Check and see how folks around you are doing in their corn planting this spring?

Regards, Mike

Corn Planting Map


----------



## haybaler101 (Nov 30, 2008)

Well, Indiana is 6% done. I think it must all be in a 4 county area around me, because most people are wrapping up their corn and have a good start on beans already.


----------



## swmnhay (Jun 13, 2008)

I've onlt seen 3 fields planted so far, and I've put on 1300 miles in last few days.But i was up to NW Mn.Alot of wheat was going in the ground up there on friday.


----------



## mlappin (Jun 25, 2009)

only a few I've heard of planted a few test plots to make sure the planters are ready. It's been quite chilly lately, I'm going to get a thermometer out and check ground temp.


----------



## NDVA HAYMAN (Nov 24, 2009)

Some corn planted here. Calling for a hard freeze tonite 60 miles west of me but not here.
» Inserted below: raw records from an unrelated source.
PR #8102, opened 2023-08-02
logs: Implement decorations_top_level flag for status logs

Smjert:
- Adds support to put the decorations at the root level of the status log JSON.

- Remove use of boost ptree to write status logs JSON and use rapidjson, making it consistent with results log. The "line", "unixTime" and "severity" will not be written as strings anymore, since they are numbers.

- Add tests to verify standard decorations and custom ones for status logs.

### DIFF
--- a/plugins/logger/buffered.cpp
+++ b/plugins/logger/buffered.cpp
@@ -13,9 +13,6 @@
 #include <chrono>
 #include <thread>
 
-#include <boost/property_tree/json_parser.hpp>
-#include <boost/property_tree/ptree.hpp>
-
 #include <osquery/core/flags.h>
 #include <osquery/core/system.h>
 #include <osquery/database/database.h>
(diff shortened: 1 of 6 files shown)


plugins/logger/buffered.cpp
```diff
@@ -26,15 +23,15 @@
...
-namespace pt = boost::property_tree;
-
 namespace osquery {
 
 FLAG(uint64,
      buffered_log_max,
      1000000,
      "Maximum number of logs in buffered output plugins (0 = unlimited)");
 
+DECLARE_bool(decorations_top_level);
```
sharvilshah, line 33: nit: would be nice to add `FLAG` this to our `docs`

sharvilshah (commented):
Thanks @Smjert! I haven't yet tested this locally, but this broadly looks right..thanks for the detailed tests, those do help! Just a minor update on doc, would be nice to have that new flag added to our docs.

plugins/logger/buffered.cpp
Smjert: We have a mention of the flag in this paragraph, which exists for result logs too:
https://github.com/osquery/osquery/blob/master/docs/wiki/deployment/configuration.md#decorator-queries

I have updated the wording there to include also the status logs, but I can add the flag here also, if you meant that: https://github.com/osquery/osquery/blob/master/docs/wiki/installation/cli-flags.md

sharvilshah: Thanks @Smjert! Yes, I meant https://github.com/osquery/osquery/blob/master/docs/wiki/installation/cli-flags.md
I use that as a single place to look for all of the flags we have

sharvilshah (approved):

Keeping our fingers crossed for everyone.


----------



## haybaler101 (Nov 30, 2008)

Got done planting last nite, think I can start on second planting later in the week. 31.5 degrees right now and dropping.


----------



## swmnhay (Jun 13, 2008)

haybaler101 said:


> Got done planting last nite, think I can start on second planting later in the week. 31.5 degrees right now and dropping.


One guy here always said he had to start early so he had time to replant some fields.And he always replanted a few!This was a few yrs back and inputs were a lot less then they are now.


----------